Let p: Maths is intersting and q : Maths is easy, then `p rArr (~p vv q)` is equivalent to

To solve the problem, we need to analyze the logical expression given: \( p \Rightarrow (\neg p \lor q) \). ### Step-by-Step Solution: 1. **Understand the Implication**: The expression \( p \Rightarrow (\neg p \lor q) \) can be rewritten using the implication equivalence: \[ p \Rightarrow r \equiv \neg p \lor r \] Here, \( r \) is \( \neg p \lor q \). Thus, we can rewrite the expression as: \[ \neg p \lor (\neg p \lor q) \] 2. **Apply Associative Law**: The disjunction (or) operation is associative, which allows us to regroup the terms: \[ \neg p \lor (\neg p \lor q) \equiv \neg p \lor \neg p \lor q \] 3. **Simplify Using Idempotent Law**: According to the idempotent law in logic, \( X \lor X \equiv X \).
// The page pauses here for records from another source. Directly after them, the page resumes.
PR #600, opened 2021-07-14
NetKVM: RHBZ#1979024: restrict max VLAN ID to 4094

viktor-prutyanov:
NetKVM treats VLAN ID = 4095 as well as IDs from 1-4094, that is frames
with ID = 4095 pass and others don't. According to IEEE 802.1Q, 4095
can't be valid VLAN ID. Also, Win2022 HLK assumes that NDIS accepts
ID <= 4094.

Signed-off-by: Viktor Prutyanov <viktor.prutyanov@phystech.edu>

### DIFF
--- a/NetKVM/Common/ParaNdis_Common.cpp
+++ b/NetKVM/Common/ParaNdis_Common.cpp
@@ -40,7 +40,7 @@ static VOID ParaNdis_UpdateMAC(PARANDIS_ADAPTER *pContext);
 
 static __inline pRxNetDescriptor ReceiveQueueGetBuffer(PPARANDIS_RECEIVE_QUEUE pQueue);
 
-#define MAX_VLAN_ID     4095
+#define MAX_VLAN_ID     4094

Therefore: \[ \neg p \lor \neg p \equiv \neg p \] Thus, we can simplify the expression to: \[ \neg p \lor q \] 4. **Reinterpret the Expression**: Now, we can interpret \( \neg p \lor q \) in terms of implications. The expression \( \neg p \lor q \) can be rewritten as: \[ p \Rightarrow q \] This means "if \( p \) (Math is interesting), then \( q \) (Math is easy)". ### Final Result: The expression \( p \Rightarrow (\neg p \lor q) \) is equivalent to: \[ p \Rightarrow q \]